Meredith stared at him. ‘Care to enlighten me?’
‘Later. What’ve they found?’
‘Quite a few items of interest, but nothing from the church so far, if that’s what you’re hoping. Mind you, Johnson said it’s like the inside of Doctor Who’s Tardis in there. They and some of the local lads have been at it all night, and he reckons they still haven’t got to the bit that goes up and down and makes the whoosh-whoosh noise in the middle yet. Sometimes, I think we should hold a workshop on what constitutes proper reporting procedure…’
‘Well, tell ’em to get a bloody move on, Charlie. I don’t want those buggers the Chaffords runnin’ off before I can nab ’em.’
Meredith drew in a deep breath. ‘About that, Ernie…’

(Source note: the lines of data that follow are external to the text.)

Issue #38, opened 2021-10-28
Upgrade to Cairo v0.5.0


martriay:
- [ ] Remove `StorageBuiltin` and `storage_ptr` implicit args (they were merged into `syscall_ptr`)
- [ ] Add `syscall_ptr` implicit arg where necessary and use locals to prevent it from being revoked
- [ ] In Signer, update `send_transaction` to account for the new cairo-0.5.0 return values of `call` and `invoke`
- [ ] Adjust tests for the return values of `call` and `invoke`
- [ ] Replace initializers with constructors

Thanks to @RoboTeddy for providing a reference implementation in https://github.com/OpenZeppelin/cairo-contracts/pull/39

juniset:
I believe you also have to remove the signatures from `Account.execute` as they are now passed separately and accessible in the contract via `get_tx_signature()`.

andrew-fleming:
@juniset good call!

PR #42, opened 2021-11-02
Cairo 0.5.0 Update

andrew-fleming:
# Cairo 0.5.0 Update

## Summary
Building upon @RoboTeddy 's work with Account.cairo and ERC20.cairo contracts for ticket #38 , this PR includes the rest of the Cairo contracts refactored, the entire test suite refactored/passing, reformatted contracts, and a constructor in place of the initializer in the ERC20 contract. Constructors were inserted into all the other contracts as well; however, the initializers are still present in `Account.cairo`. Until Starkware introduces `this.address`, the account abstraction will use the initializer to set its own address. 

Further, this PR includes the removal of signature length and signature parameters from both `Account.cairo` and `Signer.py.` The account contract now fetches the signature information from the imported `get_tx_signature()`. 

## Implementation 
- Removed `StorageBuiltin` and `storage_ptr` implicit args, because they were merged into `syscall_ptr` 
- Added `syscall_ptr` implicit arg where necessary and use locals to prevent it from being revoked
- In `Signer`, updated `send_transaction` to account for the new cairo-0.5.0 return values of `call` and `invoke`
- Contract calls now return an object; therefore, assertions now unpack the result using dot notation. For example:
-- (old) `assert await foo().call() == (0,)`
-- (new) `execution_info = await foo().call() \n assert execution_info.result == (0,)`
- Initializer removed in favor of the constructor in `ERC20` and `Ownable`
- `Account.cairo` uses the constructor to set the signer's public key
- `Account.cairo` still relies on the initializer to set its contract address
- The `Signer` class invokes `send_transaction` with `sig_r` and `sig_s`, as an array, inside the invocation

## Files
`contracts/Account.cairo`
`contracts/AddressRegistry.cairo`
`contracts/Initializable.cairo`
`contracts/Ownable.cairo`
`contracts/token/ERC20.cairo`
`contracts/token/ERC721.cairo`
`test/Account.py`
`test/AddressRegistry.py`
`test/ERC20.py`
`test/Initializable.py`
`test/Ownable.py`

## Future
- Uint256 compatibility
- Mint overflow check and burner address protection
- `_burn()` function
- include Cairo's `hash_state` for message hashing

### DIFF
--- a/contracts/Account.cairo
+++ b/contracts/Account.cairo
@@ -6,7 +6,6 @@ from starkware.cairo.common.registers import get_fp_and_pc
 from starkware.cairo.common.signature import verify_ecdsa_signature
 from starkware.cairo.common.cairo_builtins import HashBuiltin, SignatureBuiltin
 from starkware.starknet.common.syscalls import call_contract, get_caller_address
-from starkware.starknet.common.storage import Storage
 
 #
 # Structs
@@ -47,11 +46,8 @@ end
 
 @view
 func assert_only_self{
-        storage_ptr: Storage*,
-        pedersen_ptr: HashBuiltin*,
-        syscall_ptr: felt*,
-        range_check_ptr
-    }():
+        syscall_ptr : felt*, pedersen_ptr : HashBuiltin*,
+        range_check_ptr} ():
     let (self) = address.read()
     let (caller) = get_caller_address()
     assert self = caller
@@ -60,10 +56,8 @@ end
 
 @view
 func assert_initialized{
-        storage_ptr: Storage*,
-        pedersen_ptr: HashBuiltin*,
-        range_check_ptr
-    }():
+        syscall_ptr : felt*, pedersen_ptr : HashBuiltin*,
+        range_check_ptr}():
     let (_initialized) = initialized.read()
     assert _initialized = 1
     return ()
@@ -74,19 +68,24 @@ end
 #
 
 @view
-func get_public_key{ storage_ptr: Storage*, pedersen_ptr: HashBuiltin*, range_check_ptr }() -> (res: felt):
+func get_public_key{syscall_ptr : felt*, pedersen_ptr : HashBuiltin*,
+        range_check_ptr}() -> (res: felt):
     let (res) = public_key.read()
     return (res=res)
 end
 
 @view
-func get_address{ storage_ptr: Storage*, pedersen_ptr: HashBuiltin*, range_check_ptr }() -> (res: felt):
+func get_address{
+        syscall_ptr : felt*, pedersen_ptr : HashBuiltin*,
+        range_check_ptr} () -> (res: felt):
     let (res) = address.read()
     return (res=res)
 end
 
 @view
-func get_nonce{ storage_ptr: Storage*, pedersen_ptr: HashBuiltin*, range_check_ptr }() -> (res: felt):
+func get_nonce{
+        syscall_ptr : felt*, pedersen_ptr : HashBuiltin*,
+        range_check_ptr} () -> (res: felt):
     let (res) = current_nonce.read()
     return (res=res)
 end
@@ -97,11 +96,8 @@ end
 
 @external
 func set_public_key{
-        storage_ptr: Storage*,
-        pedersen_ptr: HashBuiltin*,
-        syscall_ptr: felt*,
-        range_check_ptr
-    }(new_public_key: felt):
+        syscall_ptr : felt*, pedersen_ptr : HashBuiltin*,
+        range_check_ptr} (new_public_key: felt):
     assert_only_self()
     public_key.write(new_public_key)
     return ()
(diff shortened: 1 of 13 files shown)


contracts/Account.cairo
```diff
@@ -47,11 +46,8 @@ end
 
 @view
 func assert_only_self{
-        storage_ptr: Storage*,
-        pedersen_ptr: HashBuiltin*,
-        syscall_ptr: felt*,
-        range_check_ptr
-    }():
+        syscall_ptr : felt*, pedersen_ptr : HashBuiltin*,
+        range_check_ptr} ():
```
martriay, line 50: I kindof liked the previous formating, it makes it easier to read and to edit (here and other places).
 What do you think?

contracts/Account.cairo
```diff
@@ -97,30 +96,37 @@ end
...
+func constructor{
+        syscall_ptr : felt*, pedersen_ptr : HashBuiltin*,
+        range_check_ptr} (_public_key: felt):
+    public_key.write(_public_key)
+    return()
+end
+
+#
+# Initializer—will remove once this.address is available for the constructor
+#             to set the contract address
```
martriay, line 120: spacing ended up a bit weird 😅

contracts/token/ERC20.cairo
```diff
@@ -26,8 +25,19 @@ end
...
-@storage_var
-func initialized() -> (res: felt):
+#
+# Constructor
+#
+
+@constructor
+func constructor{
+        syscall_ptr : felt*, pedersen_ptr : HashBuiltin*,
+        range_check_ptr}(sender: felt):
```
martriay, line 35: I think `recipient` would be a more appropriate name.

test/utils/Signer.py
```diff
@@ -12,14 +12,16 @@ def sign(self, message_hash):
...
         if nonce is None:
-            nonce, = await account.get_nonce().call()
+            execution_info = await account.get_nonce().call()
+            nonce, = execution_info.result
 
         selector = get_selector_from_name(selector_name)
         message_hash = hash_message(
             account.contract_address, to, selector, calldata, nonce)
         sig_r, sig_s = self.sign(message_hash)
+        signatures = [sig_r, sig_s]
```
martriay, line 22: The whole array is a single signature, so I'd call it just `signature`. Maybe even just pass the literal array to the funciton below.

test/Ownable.py
```diff
@@ -14,22 +14,30 @@ def event_loop():
...
 async def ownable_factory():
     starknet = await Starknet.empty()
-    owner = await starknet.deploy("contracts/Account.cairo")
-    ownable = await starknet.deploy("contracts/Ownable.cairo")
-    await owner.initialize(signer.public_key, owner.contract_address).invoke()
-    await ownable.initialize_ownable(owner.contract_address).invoke()
+    owner = await starknet.deploy(
+        source="contracts/Account.cairo",
+        constructor_calldata=[signer.public_key]
+    )
```
martriay, line 20: does it work without the explicit parameters? something like

```python
owner = await starknet.deploy("contracts/Account.cairo", [signer.public_key])
```

test/AddressRegistry.py
```diff
@@ -27,15 +31,22 @@ async def test_set_address(account_factory):
     _, account, registry = account_factory
 
     await signer.send_transaction(account, registry.contract_address, 'set_L1_address', [L1_ADDRESS])
-    assert await registry.get_L1_address(account.contract_address).call() == (L1_ADDRESS,)
+    # assert await registry.get_L1_address(account.contract_address).call() == (L1_ADDRESS,)
```
martriay, line 34: I dont think we need this comment

test/ERC20.py
```diff
@@ -63,29 +86,44 @@ async def test_approve(erc20_factory):
...
-    assert await erc20.balance_of(recipient).call() == (amount,)
-    assert await erc20.allowance(account.contract_address, spender.contract_address).call() == (0,)
+    execution_info = await erc20.balance_of(account.contract_address).call()
+    assert execution_info.result == (previous_balance - amount,)
+
+    # execution_info = await erc20.balance_of(recipient).call()
+    #assert execution_info.result == (amount,)
+
+    # execution_info = await erc20.allowance(account.contract_address, spender.contract_address).call()
+    #assert execution_info.result == (0,)
```
martriay, line 126: This shouldn't be commented right?

martriay (commented):
Looks really good! I left a few comments

contracts/Account.cairo
andrew-fleming: I definitely agree, it's much easier to read. It seemed safer to follow Starknet's documentation examples, but I'd be happy to reformat

contracts/token/ERC20.cairo
andrew-fleming: Yes :)

test/Ownable.py
andrew-fleming: It returns an assertion error without the keyword arguments. See #47 . Let me know what you think

martriay (approved):
Thanks!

Ernie threw a suspicious frown in his direction; which, had it been a right hook, would probably have had Meredith out on the canvas watching sparrows flitting around his head. ‘Ye-ah?’
‘I’m going to give that job to Jack Hampshire. I think I’d like to encourage him a little, even if I do have to stamp down on him in certain aspects.’
‘Oh, for —’
Whatever was for, Ernie bit it off, which Meredith was secretly grateful about. There was only so much insubordination a superior officer could ignore, even from somebody as much a part of the station as the cell doors, which had been in situ since Jack the Ripper was stabbing his dolls with a feeding spoon in practice for when he grew up.
‘You’re the boss,’ the sergeant grunted as a (very begrudged, by the sound of it) conclusion.
The door to the section opened, cutting off any necessity for Meredith to make the obvious retort. Jack Hampshire walked in; and Meredith could see straight away that it was, indeed, a very different DI from the one who’d stomped out of the same door a week or so previously. The shoulders were slumped, the eyes were puffy, and the stare, normally so laser-like with contempt, had a glazed aspect as though somebody had sloshed a bottle of Windolene over it and forgotten to wipe the stuff off.
Meredith frowned. ‘All right, Ernie, be nice, okay?’
The sergeant shuffled off his perch. ‘You can be nice to ’im if you want, Charlie. I’m goin’ back to where I belong.’
And leaving a mess of anagrammatically-similar initials behind him, the now-no-longer acting DS gave his DCI a nod, shouldered past the incoming DI, and stomped out of CID.